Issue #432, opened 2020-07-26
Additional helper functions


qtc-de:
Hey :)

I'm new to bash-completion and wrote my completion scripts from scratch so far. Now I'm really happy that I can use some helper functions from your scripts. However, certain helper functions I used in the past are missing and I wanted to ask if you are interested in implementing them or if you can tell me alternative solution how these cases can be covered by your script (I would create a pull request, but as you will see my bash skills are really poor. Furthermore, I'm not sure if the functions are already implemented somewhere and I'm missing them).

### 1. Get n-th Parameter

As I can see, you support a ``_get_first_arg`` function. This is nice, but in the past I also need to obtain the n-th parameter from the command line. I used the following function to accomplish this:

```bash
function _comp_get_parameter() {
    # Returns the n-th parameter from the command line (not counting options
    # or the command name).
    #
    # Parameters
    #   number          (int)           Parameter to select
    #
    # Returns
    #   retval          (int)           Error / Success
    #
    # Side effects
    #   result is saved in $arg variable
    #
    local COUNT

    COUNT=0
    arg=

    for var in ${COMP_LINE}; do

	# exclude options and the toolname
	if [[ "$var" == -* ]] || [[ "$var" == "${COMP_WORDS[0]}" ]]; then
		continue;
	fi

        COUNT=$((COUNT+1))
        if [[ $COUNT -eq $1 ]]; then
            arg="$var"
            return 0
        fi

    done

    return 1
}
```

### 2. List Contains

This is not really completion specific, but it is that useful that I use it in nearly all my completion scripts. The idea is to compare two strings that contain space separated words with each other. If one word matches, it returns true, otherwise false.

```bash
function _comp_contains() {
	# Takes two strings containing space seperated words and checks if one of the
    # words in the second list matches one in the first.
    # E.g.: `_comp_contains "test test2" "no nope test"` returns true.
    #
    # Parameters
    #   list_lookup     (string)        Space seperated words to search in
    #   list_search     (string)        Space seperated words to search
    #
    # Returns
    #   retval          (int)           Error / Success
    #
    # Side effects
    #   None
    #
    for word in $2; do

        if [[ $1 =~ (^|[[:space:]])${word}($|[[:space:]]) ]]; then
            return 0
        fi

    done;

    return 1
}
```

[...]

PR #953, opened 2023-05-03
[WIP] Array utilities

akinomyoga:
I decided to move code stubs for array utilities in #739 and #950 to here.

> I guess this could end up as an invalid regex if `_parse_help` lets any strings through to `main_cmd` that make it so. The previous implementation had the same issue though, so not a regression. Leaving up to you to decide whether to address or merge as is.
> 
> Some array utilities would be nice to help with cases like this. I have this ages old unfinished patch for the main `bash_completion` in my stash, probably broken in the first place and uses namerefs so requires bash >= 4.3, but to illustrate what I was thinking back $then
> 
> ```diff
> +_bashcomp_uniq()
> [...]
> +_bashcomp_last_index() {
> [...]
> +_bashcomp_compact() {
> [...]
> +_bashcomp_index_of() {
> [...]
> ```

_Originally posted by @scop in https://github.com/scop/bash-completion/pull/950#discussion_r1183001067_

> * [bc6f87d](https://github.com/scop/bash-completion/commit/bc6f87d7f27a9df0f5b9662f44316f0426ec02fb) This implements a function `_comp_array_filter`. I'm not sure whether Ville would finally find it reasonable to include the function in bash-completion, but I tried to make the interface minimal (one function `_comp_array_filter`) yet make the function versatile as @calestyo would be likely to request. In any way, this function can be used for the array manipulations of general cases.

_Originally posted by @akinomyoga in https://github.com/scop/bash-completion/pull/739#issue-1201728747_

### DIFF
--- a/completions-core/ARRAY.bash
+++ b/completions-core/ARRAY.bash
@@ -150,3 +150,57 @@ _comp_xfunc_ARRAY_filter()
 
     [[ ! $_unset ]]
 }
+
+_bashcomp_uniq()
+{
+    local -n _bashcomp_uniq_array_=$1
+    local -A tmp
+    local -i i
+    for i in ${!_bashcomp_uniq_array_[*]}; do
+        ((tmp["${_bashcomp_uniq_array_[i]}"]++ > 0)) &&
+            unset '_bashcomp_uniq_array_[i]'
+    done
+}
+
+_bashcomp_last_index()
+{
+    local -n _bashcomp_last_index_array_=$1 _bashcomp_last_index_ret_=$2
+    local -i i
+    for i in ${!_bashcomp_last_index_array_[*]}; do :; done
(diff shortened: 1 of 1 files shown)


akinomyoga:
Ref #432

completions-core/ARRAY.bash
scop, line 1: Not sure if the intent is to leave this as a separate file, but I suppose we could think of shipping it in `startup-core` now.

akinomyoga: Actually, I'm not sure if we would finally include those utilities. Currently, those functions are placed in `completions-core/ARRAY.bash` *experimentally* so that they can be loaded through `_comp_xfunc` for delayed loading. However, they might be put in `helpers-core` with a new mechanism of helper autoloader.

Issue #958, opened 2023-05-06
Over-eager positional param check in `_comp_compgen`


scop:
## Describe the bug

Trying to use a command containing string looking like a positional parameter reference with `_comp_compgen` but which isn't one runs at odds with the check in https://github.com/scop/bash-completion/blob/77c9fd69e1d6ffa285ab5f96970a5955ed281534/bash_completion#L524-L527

■ Problem requirements
If a line in the records holds the string "from", copy it.

■ Result of the exercise
I'm new to bash-completion and wrote my completion scripts from scratch so far. Now I'm really happy that I can use some helper functions from your scripts. However, certain helper functions I used in the past are missing and I wanted to ask if you are interested in implementing them or if you can tell me alternative solution how these cases can be covered by your script (I would create a pull request, but as you will see my bash skills are really poor. Furthermore, I'm not sure if the functions are already implemented somewhere and I'm missing them).
As I can see, you support a ``_get_first_arg`` function. This is nice, but in the past I also need to obtain the n-th parameter from the command line. I used the following function to accomplish this:
    # Returns the n-th parameter from the command line (not counting options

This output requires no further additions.